▶ **What you are asked to do**:
Of the material below, the lines to be retyped are those from the line containing "## Checklist" through the line containing "david-yz-liu, line 147: I", inclusive; reproduce them exactly.

▶ **Data**:
PR #6188, opened 2022-08-24
bugfix: marks spreadsheet grade update api

pretendWhale:
## Motivation and Context

This PR fixes a bug with the `update_grades` API route - this route attempted to join `grade_entry_students` directly to `users` rather than joining through `roles`. It also adds some basic tests for the route

## Your Changes

**Description**:
Fixed bug with incorrect associations on `update_grades` api route.

## Testing

Tested with the markus-api package, as well as adding basic tests for the route.

## Checklist

### DIFF
--- a/app/controllers/api/grade_entry_forms_controller.rb
+++ b/app/controllers/api/grade_entry_forms_controller.rb
@@ -144,7 +144,7 @@ module Api
       grade_entry_form = record
 
       grade_entry_student = grade_entry_form.grade_entry_students
-                                            .joins(role: :user)
+                                            .joins(:user)
                                             .where('users.user_name': params[:user_name])
                                             .first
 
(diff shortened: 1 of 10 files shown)


app/controllers/api/grade_entry_forms_controller.rb
```diff
@@ -144,7 +144,7 @@ def update_grades
       grade_entry_form = record
 
       grade_entry_student = grade_entry_form.grade_entry_students
-                                            .joins(:user)
+                                            .joins(role: :user)
```
david-yz-liu, line 147: I don't have a strong opinion, but to be honest I think it would be more robust to add a `through` association to `GradeEntryStudent` itself. Otherwise we may keep running into this issue for other joins in the future.

pretendWhale: You're right, it would be - I added the association and updated the places where this pattern was being used for `grade_entry_students`. The same pattern is being used in `memberships`, and could be changed the same way. I will make a separate PR to update that as well.

david-yz-liu (approved):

▶ **Exercise solution**:
## Checklist

### DIFF
--- a/app/controllers/api/grade_entry_forms_controller.rb
+++ b/app/controllers/api/grade_entry_forms_controller.rb
@@ -144,7 +144,7 @@ module Api
       grade_entry_form = record
 
       grade_entry_student = grade_entry_form.grade_entry_students
-                                            .joins(role: :user)
+                                            .joins(:user)
                                             .where('users.user_name': params[:user_name])
                                             .first
 
(diff shortened: 1 of 10 files shown)


app/controllers/api/grade_entry_forms_controller.rb
```diff
@@ -144,7 +144,7 @@ def update_grades
       grade_entry_form = record
 
       grade_entry_student = grade_entry_form.grade_entry_students
-                                            .joins(:user)
+                                            .joins(role: :user)
```
david-yz-liu, line 147: I don't have a strong opinion, but to be honest I think it would be more robust to add a `through` association to `GradeEntryStudent` itself. Otherwise we may keep running into this issue for other joins in the future.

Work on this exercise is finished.